At Juniper's recent Global Partner Conference in Las Vegas, however, Johnson told CRN that the company has fixed many of its problems and is a more sensibly organized company following the past few months of restructuring and layoffs.
Juniper used GPC to lay out a strategy for software-defined networking (SDN), including early details on a software licensing structure that will govern how Juniper partners sell its platforms in the future.
Bob Muglia, Juniper executive vice president, software systems, reiterated Juniper's strategy on the fourth-quarter earnings call and said Juniper is differentiated because it's a holistic, not piecemeal, view of the SDN shift. Muglia also said that Juniper has made substantial strides in security, and that big announcements from the company are coming during this year's RSA and Mobile World Congress conferences.
Juniper's overall performance in the quarter was mixed, with seemingly equal handfuls of positives and negatives. Key products like its SRX, EX and MX lines, for example, grew year-over-year at 17 percent, 8 percent and 7 percent respectively.
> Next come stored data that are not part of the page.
PR #192, opened 2026-08-07
Issue 183 riscv64 checkpoint restore

sachin2605:
## Summary

Port the checkpoint/restore engine to riscv64, matching x86_64 functionality:
- Restore stub (C): full `#ifdef __riscv64` port with signal frame layout,
  syscall numbers, `sc6()` ecall wrapper, `rt_sigreturn`, and `_start` entry
- Blob builder (Rust): `rearm_restartable_syscall` (a0 return, a7 syscall_nr,
  4-byte ecall rewind) and `build_fpstate_image` (raw passthrough)
- Supervisor (Rust): riscv64 synthetic-image restore test with 32-register
  file, a7+ecall machine code, Sv39-safe addresses
- Build system: detect riscv64 target and try cross-compilers
- Integration test: relax runtime gate so `test_restore_glibc_vdso_program_resumes`
  runs on riscv64
- Unit tests: riscv64 equivalents for all x86_64-gated rearm and fpstate tests

## Files changed

| File | Change |
|------|--------|
| `restore-stub.c` | +157/-30: riscv64 port (signal frame, mmap, dup3, rt_sigreturn, _start) |
| `resume.rs` | +136/-8: generalize cfg gate, add riscv64 synthetic-image test |
| `restore_blob.rs` | +91/-17: rearm_restartable_syscall, build_fpstate_image, +3 riscv64 tests |
| `build.rs` | +23/-1: riscv64 cross-compiler detection |
| `sandbox.rs` | +4/-1: relax restore gate |
| `test_restore.rs` | +4/-2: relax runtime gate |

## Key design decisions

- **Blob format is arch-agnostic**: same `BLOB_MAGIC`, `VERSION`, `HEADER_LEN`;
  register count determined by `regs_len`; both arches are LE
- **ecall is 4 bytes → PC rewind by 4** (vs x86_64's 2-byte syscall)
- **dup3** (syscall 24) replaces **dup2** on riscv64
- **No xstate framing**: kernel stores `__riscv_d_ext_state` directly in
  `sc_fpregs` — no separate `fp_buf`, no magic framing
- **Signal frame**: `uc_mcontext` at offset 0xA8=168; `sc_regs[32]` is 1:1
  with `user_regs_struct` — no remapping, no `CSGSFS`, no `arch_prctl`
- **Sv39 user space ends at 256 GiB** — synthetic test addresses kept below
  `0x40_0000_0000`

### DIFF
--- a/crates/sandlock-core/build.rs
+++ b/crates/sandlock-core/build.rs
@@ -34,20 +34,35 @@ fn main() {
     let stub_src = manifest_dir.join("src/checkpoint/restore-stub.c");
     let out_dir = PathBuf::from(std::env::var("OUT_DIR").unwrap());
     let stub_bin = out_dir.join("restore-stub");
+    let host = std::env::var("HOST").unwrap_or_default();
     let target = std::env::var("TARGET").unwrap_or_default();
-    let (ccs, warn) = if target.starts_with("riscv64")
-        || target.starts_with("riscv64gc")
-    {
-        (
-            &["riscv64-linux-gnu-gcc", "riscv64-unknown-linux-gnu-gcc"][..],
-            "cannot compile restore-stub for riscv64: its restore tests will be \
-             skipped. Install a riscv64 cross-compiler (e.g. riscv64-linux-gnu-gcc).",
-        )
+    let is_riscv64 = target.starts_with("riscv64");
+    let (ccs, warn) = if is_riscv64 {
+        if host.starts_with("riscv64") {
+            (
+                &["cc", "riscv64-linux-gnu-gcc", "riscv64-unknown-linux-gnu-gcc"][..],
+                "cannot compile restore-stub for riscv64: its restore tests will be \
+                 skipped. Install gcc.",
+            )
+        } else {
+            (
+                &["riscv64-linux-gnu-gcc", "riscv64-unknown-linux-gnu-gcc"][..],
+                "cannot compile restore-stub for riscv64: its restore tests will be \
+                 skipped. Install a riscv64 cross-compiler (e.g. riscv64-linux-gnu-gcc).",
+            )
+        }
     } else {
         (
             &["cc"][..],
             "cannot compile restore-stub: its restore tests will be skipped.",
         )
+    };
+    // The link address must match restore_blob::STUB_BASE and must sit below
+    // the Sv39 user ceiling (256 GiB) on riscv64.  x86_64 uses 0x300_0000_0000.
+    let text_segment = if is_riscv64 {
+        "-Wl,-Ttext-segment=0x3000000000"
+    } else {
+        "-Wl,-Ttext-segment=0x30000000000"
     };
     build_static(
         &stub_src,
@@ -58,19 +73,12 @@ fn main() {
             "-nostdlib",
             "-no-pie",
             "-O2",
-            // Without these, loop-idiom recognition rewrites the stub's own
-            // hand-written memset/memcpy bodies into calls to memset/memcpy,
-            // i.e. into infinite self-recursion. There is no libc to fall back
-            // on, so the stub must keep its byte loops as byte loops.
             "-ffreestanding",
             "-fno-tree-loop-distribute-patterns",
-            "-Wl,-Ttext-segment=0x30000000000",
+            text_segment,
         ],
         warn,
     );
-    // Emit the path every run (rustc-env is not cached across build-script runs),
-    // whether or not the binary was just (re)built.
-    println!("cargo:rustc-env=RESTORE_STUB_PATH={}", stub_bin.display());
 }
 
 /// Compile `src` to `bin` with the first working compiler in `ccs`, skipping the
--- a/crates/sandlock-core/build.rs
+++ b/crates/sandlock-core/build.rs
@@ -27,13 +27,32 @@ fn main() {
     // text and stack have to sit outside the address range programs occupy. The
     // default -no-pie base (0x400000) is exactly where a static ET_EXEC workload
     // loads, so the checkpoint's own text would be mapped over the running stub.
+    //
+    // Cross-compilation: when TARGET is riscv64gc-unknown-linux-gnu (or any
+    // riscv64* variant), look for a riscv64 cross-compiler. On the host it
+    // uses plain `cc` as before.
     let stub_src = manifest_dir.join("src/checkpoint/restore-stub.c");
     let out_dir = PathBuf::from(std::env::var("OUT_DIR").unwrap());
     let stub_bin = out_dir.join("restore-stub");
+    let target = std::env::var("TARGET").unwrap_or_default();
+    let (ccs, warn) = if target.starts_with("riscv64")
+        || target.starts_with("riscv64gc")
+    {
+        (
+            &["riscv64-linux-gnu-gcc", "riscv64-unknown-linux-gnu-gcc"][..],
+            "cannot compile restore-stub for riscv64: its restore tests will be \
+             skipped. Install a riscv64 cross-compiler (e.g. riscv64-linux-gnu-gcc).",
+        )
+    } else {
+        (
+            &["cc"][..],
+            "cannot compile restore-stub: its restore tests will be skipped.",
+        )
+    };
     build_static(
         &stub_src,
         &stub_bin,
-        &["cc"],
+        ccs,
         &[
             "-static",
             "-nostdlib",
@@ -47,7 +66,7 @@ fn main() {
             "-fno-tree-loop-distribute-patterns",
             "-Wl,-Ttext-segment=0x30000000000",
         ],
-        "cannot compile restore-stub: its restore tests will be skipped.",
+        warn,
     );
     // Emit the path every run (rustc-env is not cached across build-script runs),
     // whether or not the binary was just (re)built.
--- a/crates/sandlock-core/build.rs
+++ b/crates/sandlock-core/build.rs
@@ -79,6 +79,9 @@ fn main() {
         ],
         warn,
     );
+    // Emit the path every run (rustc-env is not cached across build-script runs),
+    // whether or not the binary was just (re)built.
+    println!("cargo:rustc-env=RESTORE_STUB_PATH={}", stub_bin.display());
 }
 
 /// Compile `src` to `bin` with the first working compiler in `ccs`, skipping the
--- a/crates/sandlock-core/build.rs
+++ b/crates/sandlock-core/build.rs
@@ -8,14 +8,17 @@ fn main() {
 
     // rootfs-helper: an ordinary static-libc test fixture (chroot tests). It
     // lives in tests/ and its binary sits beside it (a git-ignored artifact).
-    build_static(
+    if !build_static(
         &repo_root.join("tests/rootfs-helper.c"),
         &repo_root.join("tests/rootfs-helper"),
         &["musl-gcc", "cc"],
         &["-static", "-O2"],
-        "cannot compile tests/rootfs-helper: chroot tests will fail. \
-         Install musl-tools or static libc.",
-    );
+    ) {
+        println!(
+            "cargo:warning=cannot compile tests/rootfs-helper: chroot tests will \
+             fail. Install musl-tools or static libc."
+        );
+    }
 
     // restore-stub: a core component of the restore engine (the supervisor execs
     // it to reconstruct a checkpoint), freestanding, no libc, no PIE. It lives
@@ -37,24 +40,29 @@ fn main() {
     let host = std::env::var("HOST").unwrap_or_default();
     let target = std::env::var("TARGET").unwrap_or_default();
     let is_riscv64 = target.starts_with("riscv64");
-    let (ccs, warn) = if is_riscv64 {
+    // Checkpoint restore is claimed only on x86_64 and riscv64 (see
+    // `restore_interactive`); on those arches a stub build failure is fatal, not
+    // a silent skip — a green build with no stub is how regressions slip past CI.
+    let is_restore_arch = target.starts_with("x86_64") || is_riscv64;
+    let (ccs, fail_msg) = if is_riscv64 {
         if host.starts_with("riscv64") {
             (
                 &["cc", "riscv64-linux-gnu-gcc", "riscv64-unknown-linux-gnu-gcc"][..],
-                "cannot compile restore-stub for riscv64: its restore tests will be \
-                 skipped. Install gcc.",
+                "failed to compile restore-stub for riscv64: no working C compiler \
+                 (install gcc); checkpoint restore is unavailable",
             )
         } else {
             (
                 &["riscv64-linux-gnu-gcc", "riscv64-unknown-linux-gnu-gcc"][..],
-                "cannot compile restore-stub for riscv64: its restore tests will be \
-                 skipped. Install a riscv64 cross-compiler (e.g. riscv64-linux-gnu-gcc).",
+                "failed to compile restore-stub for riscv64: no working cross-compiler \
+                 (install riscv64-linux-gnu-gcc); checkpoint restore is unavailable",
             )
         }
     } else {
         (
             &["cc"][..],
-            "cannot compile restore-stub: its restore tests will be skipped.",
+            "failed to compile restore-stub: no working C compiler \
+             (install cc/gcc); checkpoint restore is unavailable",
         )
     };
     // The link address must match restore_blob::STUB_BASE and must sit below
@@ -64,7 +72,7 @@ fn main() {
     } else {
         "-Wl,-Ttext-segment=0x30000000000"
     };
-    build_static(
+    if !build_static(
         &stub_src,
         &stub_bin,
         ccs,
@@ -77,26 +85,32 @@ fn main() {
             "-fno-tree-loop-distribute-patterns",
             text_segment,
         ],
-        warn,
-    );
+    ) {
+        if is_restore_arch {
+            panic!("{fail_msg}");
+        }
+        println!("cargo:warning={fail_msg}");
+    }
     // Emit the path every run (rustc-env is not cached across build-script runs),
     // whether or not the binary was just (re)built.
     println!("cargo:rustc-env=RESTORE_STUB_PATH={}", stub_bin.display());
 }
 
 /// Compile `src` to `bin` with the first working compiler in `ccs`, skipping the
-/// work when `bin` is newer than `src`. Emits `warn` (as a cargo warning) if no
-/// compiler succeeds. A missing source is silently skipped (packaged crate).
-fn build_static(src: &Path, bin: &Path, ccs: &[&str], args: &[&str], warn: &str) {
+/// work when `bin` is newer than `src`. Returns `false` only when the source is
+/// present, newer than `bin`, and no compiler in `ccs` succeeded; a missing
+/// source (a packaged crate) or an up-to-date `bin` reports success. The caller
+/// decides whether that failure is a hard error or a warning.
+fn build_static(src: &Path, bin: &Path, ccs: &[&str], args: &[&str]) -> bool {
     println!("cargo:rerun-if-changed={}", src.display());
     if !src.exists() {
-        return;
+        return true;
     }
     if bin.exists() {
         if let (Ok(s), Ok(b)) = (src.metadata(), bin.metadata()) {
             if let (Ok(st), Ok(bt)) = (s.modified(), b.modified()) {
                 if bt >= st {
-                    return;
+                    return true;
                 }
             }
         }
@@ -111,8 +125,8 @@ fn build_static(src: &Path, bin: &Path, ccs: &[&str], args: &[&str], warn: &str)
             .map(|s| s.success())
             .unwrap_or(false);
         if ok {
-            return;
+            return true;
         }
     }
-    println!("cargo:warning={warn}");
+    false
 }
--- a/crates/sandlock-core/src/checkpoint/restore-stub.c
+++ b/crates/sandlock-core/src/checkpoint/restore-stub.c
@@ -1,5 +1,5 @@
 /*
- * restore-stub: freestanding self-restore stub (x86_64).
+ * restore-stub: freestanding self-restore stub (x86_64, riscv64).
  *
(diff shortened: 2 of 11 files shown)


crates/sandlock-core/src/checkpoint/restore-stub.c
```diff
@@ -193,11 +240,47 @@ enum { UR_R15=0,UR_R14,UR_R13,UR_R12,UR_RBP,UR_RBX,UR_R11,UR_R10,UR_R9,UR_R8,
...
+/* riscv64: rt_sigreturn reads frame at sp = (struct rt_sigframe *)sp.
+ * siginfo (128 bytes) + ucontext. uc_mcontext is at uc+0xA8 (168).
+ * sc_regs[32] at sigcontext+0x00, sc_fpregs at sigcontext+0x100.
+ * The gp[] blob order is ptrace: pc=0, ra=1, sp=2, gp=3, tp=4, t0-t2=5-7,
+ * s0-s1=8-9, a0-a7=10-17, s2-s11=18-27, t3-t6=28-31 — a 1:1 mapping to
+ * sc_regs[32], so no remap is needed. tp (thread pointer) is carried by the
+ * signal frame's sc_regs[4]; nothing needs arch_prctl. */
+struct sigctx {
+    u64 gregs[32];           /* sc_regs: 32 gregs, 256 bytes */
+    u8  fpregs[544];         /* sc_fpregs: union __riscv_fp_state (max Q ext) */
```
congwang-mk: **Blocker: this branch does not compile — `u8` is never declared.**

The typedefs at lines 136-138 are `u64`, `u32`, `i64` only; `u8` was never needed before this PR. Building the stub natively on riscv64 (Debian gcc 14, `mmu: sv39`) with exactly the flags `build.rs` passes:

```
/tmp/stub.c:254:5: error: unknown type name 'u8'
  254 |     u8  fpregs[544];
/tmp/stub.c:265:5: error: unknown type name 'u8'
/tmp/stub.c:271:5: error: unknown type name 'u8'
```

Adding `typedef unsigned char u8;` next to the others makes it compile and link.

But, Juniper's overall enterprise segment was down 10 percent year-over-year, primarily due to weakness in the Americas and especially among federal government customers, according to CFO Robyn Denholm.
Juniper's full-year 2012 revenue was about $4.36 billion, down 2 percent compared to 2011. It projected first-quarter revenue in the range of $1.05 billion to $1.07 billion.
Other notables from Juniper's report included the following:
-- Verizon accounted for more than 10 percent of Juniper's Q4 and total year 2012 revenue.
-- Juniper's security revenue was down 8 percent year-over-year, primarily due to its ScreenOS enterprise firewall business continuing to drag.
-- Juniper exited Q4 with 9,234 employees, including employees it acquired with Contrail Systems in December, down 350 heads from Q3.
-- Juniper's Americas theater overall was up 8 percent sequentially and 16 percent year-over-year, which Juniper attributed to an upswing in U.S. service provider spending.
-- Juniper is seeing increased interest in QFabric following the introduction of the midmarket-focused M-fabric last summer, according to new Platform Systems Executive Vice President Rami Rahim, though Juniper did not provide exact customer numbers.
Johnson said that QFabric had 130 new customers during the quarter, including a few "full-fabric customers."